Issue #1180, opened 2016-06-04
Responsive UI


trang:
## The problem

More and more users are browsing Tatoeba from a mobile device. In April 2016, the percentage of visits from mobile devices started to exceed the percentage of visits from desktops. Considering that mobile visitors are now the majority, it becomes urgent that we rework the UI to be mobile-friendly.

Below some stats from Google Analytics.

**April 2013**
![april-2013](https://cloud.githubusercontent.com/assets/221850/15801563/7a896996-2a99-11e6-925f-b8f521c6fe50.png)

**April 2014**
![april-2014](https://cloud.githubusercontent.com/assets/221850/15801569/83a1cbcc-2a99-11e6-8dea-8873235c8386.png)

**April 2015**
![april-2015](https://cloud.githubusercontent.com/assets/221850/15801570/8825a77c-2a99-11e6-9d94-ed19ae3c275f.png)

**April 2016**
![april-2016](https://cloud.githubusercontent.com/assets/221850/15801581/c614d3be-2a99-11e6-9fd6-f5791a64c74b.png)
## The solution

We basically have 3 solutions.
1. We develop a mobile app for Android/iPhones.
2. We develop a mobile version of the website.
3. We develop a responsive UI.

The solution we'll be trying is the 3rd one: responsive UI. We will be using [Angular Material](https://material.angularjs.org) for this.

**Why?**
- The first solutions requires that we have an API. We currently don't.
- The second solution means that we will have 2 websites to maintain. In other words, if we introduce a new feature, we have to code it twice. We can't afford it.
- As for Angular Material, it's a subjective choice. I like the [Material Design](https://material.google.com/) spec and Angular Material feels rather comfortable to work with.
## The plan

We want to make the transition as smooth as possible. There will be more or less 3 phases.
### Phase 1

Since we'll be following the Material Design spec, we need to prepare users to get used to the new look and feel. During the first phase, we don't touch the general layout of the website. We only change small elements (buttons, icons, fonts, colors, dropdowns, etc). These changes will be introduced progressively, over the course of a month, maybe two.

This will be a good time to start a styleguide.
### Phase 2

In this phase we start to tackle bigger elements: the menu, the search bar, the sentences, the comment, the logs... Again, we don't touch the layout of the page. We just want to redesign these elements in a way that makes them easy to migrate to a responsive UI.
### Phase 3

[...]

PR #1184, opened 2016-06-05
New buttons

trang:
This pull requests is part of phase 1 of the UI migration (cf. issue #1180).

In this pull request, most of the buttons have been migrated to use the buttons from the Angular Material framework.

The color used for the buttons corresponds to the `green` color in the Material Design palette.
https://www.google.com/design/spec/style/color.html

In the process, the background color of the search bar and the color of the links have been changed as well, to match the color of the buttons.

Overall, users should not feel a huge change.


Guybrush88:
the text within the button to submit a translation is still truncated

trang:
I don't see it truncated.

screenshot_4

billoliver:
I think we should change the wording to something shorter like "submit".

Guybrush88:
@trang yep, now it's fixed also for me. maybe i saw it still truncated for cache related things

Guybrush88:
I don't know if it's a known issue, but on dev, the button to copy a sentence into the clipboard stopped working again

RyckRichards:
+1

Also on the main Tatoba

Guybrush88:
on the main site, it works for me

trang:
I modified the code on the dev website for Ricardo to test certain things. Right now it's reverted back to normal so the copy feature should work again, but don't be surprised in the next couple of weeks if some features are not working on the dev website.

Guybrush88:
Is it normal that, if a sentence is edited and it takes a while to save the changes, no loader appears? This happens on both the normal and dev sites, and this didn't happen with the previous icons

trang:
No it's not normal.

By the way for issues related to loaders you should comment on  #1194.

In general, for issue related to the UI, you should check what has been done in #1180. You can look at issues that reference to #1180, and you can report problems on the corresponding "sub-issue". If you can't find a sub-issue that covers your problem, then you can post a comment on #1180.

▶ [What you have to do] Each line above that contains the word "pull" should be returned.

▶ [Task output]
This pull requests is part of phase 1 of the UI migration (cf. issue #1180).
In this pull request, most of the buttons have been migrated to use the buttons from the Angular Material framework.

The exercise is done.